- Olı Bäräzä Location within Tatarstan
- Country: Russia
- Region: Tatarstan
- District: Ätnä District
- Time zone: UTC+3:00

= Olı Bäräzä =

Olı Bäräzä (Олы Бәрәзә) is a rural locality (a selo) in Ätnä District, Tatarstan. The population was 536 as of 2010.

== Geography ==
Olı Bäräzä is located 12 km west of Olı Ätnä, district's administrative centre, and 65 km north of Qazan, republic's capital, by road.

== History ==
The village already existed during the period of the Khanate of Qazan.

From 18th to the first half of the 19th centuries village's residents belonged to the social estate of state peasants.

By the beginning of the twentieth century, village had 3 mosques, a watermill, 3 windmills, a grain scourer, 2 blacksmith shops and 6 small shops.
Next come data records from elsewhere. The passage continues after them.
PR #471, opened 2023-10-11
Proper identifier unquoting

sfc-gh-cgorrie:
### Pre-review checklist

### Changes description
- rename `identifier_as_part` to `unquote_identifier`
- use `unquote_identifier` for all LIKE queries + introspecting returned results so any identifier will work properly
- search in returned resultsets for the right row, rather than assuming it's the first one (due to LIKE being unable to restrict to exact case)
- fix tests so that unquoted identifiers are returned in UPPERCASE
- fix a bug in config merging uncovered by using quoted identifiers (`YAML` objects can be scalar)

### DIFF
--- a/src/snowcli/cli/nativeapp/manager.py
+++ b/src/snowcli/cli/nativeapp/manager.py
@@ -108,9 +108,7 @@ class MissingSchemaError(ClickException):
         super().__init__(f'Identifier missing a schema qualifier: "{identifier}"')
 
 
-def find_row(
-    cursor: SnowflakeCursor, predicate: Callable[[Union[dict, tuple]], bool]
-) -> Optional[Union[dict, tuple]]:
+def find_row(cursor: DictCursor, predicate: Callable[[dict], bool]) -> Optional[dict]:
     """Returns the first row that matches the predicate, or None."""
     return next(
         (row for row in cursor.fetchall() if predicate(row)),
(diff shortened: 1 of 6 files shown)


src/snowcli/cli/nativeapp/manager.py
```diff
@@ -319,23 +331,36 @@ def app_exists(self) -> bool:
...
         with self.use_role(self.app_role):
             show_app_cursor = self._execute_query(
-                f"show applications like '{self.app_name}'", cursor_class=DictCursor
+                f"show applications like '{unquote_identifier(self.app_name)}'",
+                cursor_class=DictCursor,
+            )
+            return (
+                find_row(
+                    show_app_cursor,
+                    lambda row: row[NAME_COL] == unquote_identifier(self.app_name),
```
sfc-gh-bgoel, line 340: Should we make this into a utility function instead of defining it twice in lines 291 and 340?

sfc-gh-bgoel (approved):
LGTM, minor comment.

src/snowcli/cli/nativeapp/manager.py
sfc-gh-cgorrie: I debated it. One thing I didn't want to do was hide the fact that we were unquoting the identifier. We could do something like:
```python
find_row_matching(show_app_cursor, name=unquote_identifier(self.app_name))
```
But maybe that's too magical (unpacking kwargs as things that need to match in the dict)? What do you think?

sfc-gh-cgorrie: I tried it out; it doesn't really help with readability and it makes it harder to use a constant for `NAME_COL`, so I think we should keep things as-is.

sfc-gh-turbaszek (approved):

Before the creation of the Tatar ASSR in 1920 was a part of Qazan Uyezd of Qazan Governorate. Since 1920 was a part of Arça Canton; after the creation of districts in Tatar ASSR (Tatarstan) in Tuqay (later Ätnä) (1930–1959), Tuqay (former Qızıl Yul) (1959–1963), Arça (1963–1990) and Ätnä districts.